PR #34, opened 2022-02-21
Use docker to create a dev env

atilbian:
- [x] Allow to develop into docker
- [x] Hide env files from git
- [x] Update readme


README.md
```diff
@@ -32,12 +32,12 @@ Edit database connection params in `ormconfig.json` file.
 ### With Docker Compose
 
 ```bash
-$ docker-compose up -d
+$ docker-compose -f deployment/docker-compose.yaml up -d
```
slax57: Maybe mention that there are 2 docker-compose files for dev and prod

README.md
```diff
@@ -32,12 +32,12 @@ Edit database connection params in `ormconfig.json` file.
...
 ```
 
 #### Environment variables
 
-You may edit the following environment variables in `docker-compose.yaml`:
+You may edit the following environment variables in `.env.dev` or `.env.prod`:
```
slax57:
```suggestion
You may edit the following environment variables in `deployment/.env.dev` or `deployment/.env.prod`:
```

deployment/.env.dev.dist
```diff
@@ -0,0 +1,15 @@
...
+TYPEORM_PASSWORD=db_password
+TYPEORM_DATABASE=db_name
+TYPEORM_ENTITIES=dist/**/*.entity.js
+TYPEORM_SYNCHRONIZE="true"
+WAIT_HOSTS=postgres:5432
+NODE_ENV=development
+# db
+POSTGRES_USER=db_user
+POSTGRES_PASSWORD=db_password
+POSTGRES_DB=db_name
```
slax57: - I believe we could do stg more clever by using only 1 variable name for a given data (eg. POSTGRES_USER) and edit the docker-compose.yaml to do the _glue logic_ for us like so `TYPEORM_USERNAME: $POSTGRES_USER`
- Also, I think we should only put in this file variables that the user can edit safely without breaking the app. What I mean by that is that variables such as TYPEORM_ENTITIES, TYPEORM_SYNCHRONIZE or WAIT_HOSTS do not belong here according to me

deployment/Dockerfile.prod
```diff
@@ -0,0 +1,16 @@
+FROM node:12-alpine
+
+RUN mkdir -p /usr/app
+WORKDIR /usr/app
+
+COPY . .
```
slax57: I don't think we should copy everything in the prod image, cause we might end up copying files that are at best irrelevant and at worst that should not be accessible by the end user (like test files, or our own .env.prod file for example). I know that for now we deploy this image on AWS and we're supposed to be the only ones accessing it, but if one day we want to push this image to the Docker Hub for instance then currently we can't. I'd recommend sticking to listing the files and folders that are actually sources we want to copy.

deployment/docker-compose.prod.yaml
```diff
@@ -0,0 +1,54 @@
...
+    env_file:
+      - .env.prod
+    expose:
+      - 3000
+
+  postgres:
+    container_name: postgres
+    image: postgres:10.4
+    ports:
+      - "5432:5432"
```
slax57: Should map to TYPEORM_PORT, or TYPEORM_PORT should not be part of .env file

deployment/docker-compose.prod.yaml
```diff
@@ -0,0 +1,54 @@
...
+    image: dpage/pgadmin4:4.18
+    restart: always
+    env_file:
+      - .env.prod
+    ports:
+      - 8080:80
+    volumes:
+      - pgadmin-data-prod:/var/lib/pgadmin
+    depends_on:
+      - postgres
```
slax57: Didn't you remove pgadmin from the prod docker-compose? 🤔

deployment/docker-compose.yaml
```diff
@@ -0,0 +1,25 @@
...
+    ports:
+      - 3000:3000
+    volumes:
+      - ../:/usr/app/
+
+  postgres:
+    container_name: postgres
+    image: postgres:10.4
+    ports:
+      - 5432:5432
```
slax57: Same here concerning TYPEORM_PORT

deployment/.env.dev.dist
atilbian: Ok for the first point. And have you got an idea of how to define "unsafe variables" ? It could be set directly in the docker compose file !

deployment/Dockerfile.prod
atilbian: Yes i think it's safer to target manually each files/folders instead of copying everything.

deployment/docker-compose.prod.yaml
atilbian: I don't know if we can use an env value in the port definition, so we could remove these var and let the port definition in the docker compose file.

deployment/docker-compose.prod.yaml
atilbian: Nop, only from the dev version! Do you want to remove it from prod too? It doesn't seem to be useful for now, so we can clean it up.

deployment/.env.dev.dist
slax57: TYPEORM_ENTITIES and TYPEORM_SYNCHRONIZE could be added to the Dockerfile directly, while WAIT_HOSTS could be put inside the docker-compose.yaml, since it's about synchronization between multiple services

deployment/docker-compose.prod.yaml
slax57: I believe you can. But OK for now, hardcoding the port number in the docker-compose.yaml file seems fine to me.

deployment/docker-compose.prod.yaml
slax57: As discussed together, I'd rather have it in the dev docker-compose than the prod one 🙂

deployment/docker-compose.yaml
```diff
@@ -0,0 +1,25 @@
+version: "3"
```
floo51: Why is this file in the `deployment` folder when it's actually for dev?

deployment/docker-compose.yaml
```diff
@@ -0,0 +1,25 @@
...
+
+  nestjs:
+    container_name: nestjs
+    build:
+      context: ../
+      dockerfile: ./deployment/Dockerfile
+    depends_on:
+      - postgres
+    env_file:
+      - .env.dev
```
floo51: Be very careful with sharing whole env variables with all containers.
There might be some secret env variable that we don't want to end-up in all containers, like front-end.

floo51 (changes requested):
The deployment folder seems like "the whole lot of stuff that makes the deployment work".
As for the rest of the code, we can organize it by domain (ie. domain = infra here) :

```
/backend
    package.json
    .env.*
    Dockerfile
/app
    package.json
    .env.* 
    Dockerfile
docker-compose.yml
docker-compose.prod.yml
Makefile
```

As for all the docker settings and conf files that are not directly linked to my project (e.g. nginx), I like to regroup them in their own `.docker` folder:

```
/.docker
    /nginx
         nginx.conf
    /postgres
         /data
         pg.conf
```

web-app/deployment/docker-compose.prod.yaml
```diff
@@ -0,0 +1,42 @@
+version: "3"
+services:
+
+  nestjs:
+    container_name: nestjs
```
floo51: Ideally you want to use a already built image in production instead of building from a Dockerfile.
The Docker image is called a deployment artifact, and can (ideally again) be used on any environment by customizing the env vars.

deployment/docker-compose.yaml
atilbian: So we need to create different env files for each service ?

deployment/docker-compose.yaml
atilbian: Good question. I will move it to the web-app root folder.

atilbian:
> 

What's behind "app" and "backend" in your example ? Seems 2 differents things for me so we don't need to share a common docker compose file between each ?

web-app/deployment/docker-compose.prod.yaml
atilbian: I'm not sure to see how i could mix this approach with the one suggested by Clement(with a multistage docker image). Could we have a talk about it ?

deployment/docker-compose.yaml
slax57: Sorry pal, merging all .env files into a single file was my idea 😦

web-app/deployment/docker-compose.yaml
```diff
@@ -0,0 +1,38 @@
+version: "3"
```
Clebiez: You can combine your docker-compose files in one line command in order to factorize the config

It's very useful to create some shared config in docker compose file.

example:

`docker-compose -f docker-compose.yml -f docker-compose.dev.yml` will merge this tow files to make only one config.
It means that you can have a main docker-compose defining all of your services and both docker-compose.dev.yml or docker-compose.prod.yml just have to override some params that you need for eachs envs (port, volumes etc) Don't hesitate to call me if you need a real world example, I have one :)

web-app/Dockerfile.prod
```diff
@@ -0,0 +1,30 @@
...
+
+FROM node:12-alpine As production
+
+ENV TYPEORM_ENTITIES=dist/**/*.entity.js
+ENV TYPEORM_SYNCHRONIZE=true
+ENV NODE_ENV=production
+
+WORKDIR /usr/app
+
+COPY . .
```
Clebiez, line 23: I think this line should be useless, you have just to copy your lockfile + your package json

floo51 (approved):

web-app/Dockerfile.prod
atilbian: Some other files are needed (at least those in public/ and views/) but I still get an error when I copy only these files, so it seems like others are missing. I will create an issue to reduce the production image size and I propose to merge it now.

atilbian: Related issue here : https://github.com/marmelab/Hex/issues/36

Clebiez (approved):

PR #37, opened 2022-02-21
Draw board game

atilbian:
- [x] Draw svg in Expo
- [x] Draw backbone of board
- [x] Draw board from a given game state(static)
- [x] Clean magic numbers
- [x] Extract code into a new component
- [x] ~Refactor code to a more functionnal style~ it seems that the imperative style is better for the readability here
- [x] Check how to make onPress event work for mobile and web app(try to wrap polygon into a button) =>wrapping polygon inside a button is breaking the ui(polygone aren't display anymore) so i choose to add an onClick event on polygone to make the app work in browser. I found a better fix but didn't try it : https://github.com/react-native-svg/react-native-svg/issues/1483#issuecomment-829497502
- [x] Test the app on mobile
- [x] Tests components/functions

The code to draw an hexagonal grid come from : https://gist.github.com/bencates/5b490ed79796cbd35863
The global style of the board game come from : https://hex.plus/

Related to https://trello.com/c/nxx9Sz2D/25-3-as-norbert-i-want-to-play-even-when-im-not-at-home

## Demo
On the web:
image
On mobile(horizontal scroll is allowed):
index


fzaninotto (commented):
Very clear so far. My remarks are in fact covered by the remaining items in the PR description.

mobile-app/components/Board.tsx
```diff
@@ -0,0 +1,91 @@
...
+const CELL_SIZE = 20;
+const DISTANCE_BETWEEN_HEXAGONE_PARALLEL_SIDES = Math.sqrt(3);
+
+interface BoardData {
+  gameState: GameState;
+}
+
+export default function Board(props: BoardData) {
+  return (
+    <Svg width={getApproximateSvgSize(props.gameState.board.length)} height={getApproximateSvgSize(props.gameState.board.length)}>
```
fzaninotto: `getApproximateSvgSize(props.gameState.board.length)` is repeated, extract it to a const outside of the return JSX

mobile-app/components/Board.tsx
```diff
@@ -0,0 +1,91 @@
...
+  return (col == 0 && row == 0 || col == boardSizeWithBorder - 1 && row == boardSizeWithBorder - 1);
+}
+
+function getCellType(col: number, row: number, boardSizeWithBorder: number): CellType {
+  return row == 0 || row == boardSizeWithBorder - 1 ?
+    "player2Border" :
+    col == 0 && row != boardSizeWithBorder - 1 || col == boardSizeWithBorder - 1 && row != 0 ?
+      "player1Border" :
+      "playable";
+}
```
fzaninotto: missing EOL at the end of file. This should be in your IDE settings

mobile-app/components/BorderCell.tsx
```diff
@@ -0,0 +1,21 @@
...
+  strokeColor: string;
+  playerBorder: CellType;
+}
+
+
+export default function BorderCell(props: BorderCellData) {
+  return (
+    <Polygon points={props.svgPoints} stroke={props.strokeColor} fill={getBorderColor(props.playerBorder)} />
+  )
+}
```
fzaninotto:
```suggestion
export default function BorderCell({ svgPoints, strokeColor, playerBorder }: BorderCellData) {
  return (
    <Polygon points={svgPoints} stroke={strokeColor} fill={getBorderColor(playerBorder)} />
  )
}
```

Is easier to read IMHO

mobile-app/components/Board.tsx
```diff
@@ -0,0 +1,91 @@
...
+  return points.join(' ');
+}
+
+function isCellAtTopLeftOrBottomRight(col: number, row: number, boardSizeWithBorder: number) {
+  return (col == 0 && row == 0 || col == boardSizeWithBorder - 1 && row == boardSizeWithBorder - 1);
+}
+
+function getCellType(col: number, row: number, boardSizeWithBorder: number): CellType {
+  return row == 0 || row == boardSizeWithBorder - 1 ?
+    "player2Border" :
```
fzaninotto: you should use a constant for that

mobile-app/components/BorderCell.tsx
```diff
@@ -0,0 +1,21 @@
...
+
+function getBorderColor(cellType: CellType) {
+  return cellType == "player1Border" ? PLAYER_1_CELL_COLOR : PLAYER_2_CELL_COLOR;
```
fzaninotto: always use `=== ` unless you really want to force JS to cast type.

mobile-app/components/PlayableCell.tsx
```diff
@@ -0,0 +1,26 @@
...
+import { DEFAULT_CELL_COLOR, PLAYER_1_CELL_COLOR, PLAYER_2_CELL_COLOR } from "../utils";
+
+interface PlayableCellData {
+  svgPoints: string;
+  strokeColor: string;
+  cellValue: Cell;
+  onCellPress: () => void;
+}
+
+export default function PlayableCell(props: PlayableCellData) {
```
fzaninotto: same remarke, use argument destructuring for shorter JSX

mobile-app/components/PlayableCell.tsx
```diff
@@ -0,0 +1,26 @@
...
+      points={props.svgPoints}
+      stroke={props.strokeColor}
+      fill={getPawnColor(props.cellValue)}
+      onClick={() => props.onCellPress()}
+      onPress={() => props.onCellPress()}
+    />)
+}
+
+function getPawnColor(cellValue: Cell) {
+  return cellValue.value == "white" ? PLAYER_1_CELL_COLOR : cellValue.value == "black" ? PLAYER_2_CELL_COLOR : DEFAULT_CELL_COLOR;
```
fzaninotto: the "white" and "black" strings should be constants. Also, use triple equal.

◇ ◇ ◇ ◇ ◇

## Your objective
In the records above, some lines hold the word "containers"; copy each such line.

## Written response
floo51: Be very careful with sharing whole env variables with all containers.
There might be some secret env variable that we don't want to end-up in all containers, like front-end.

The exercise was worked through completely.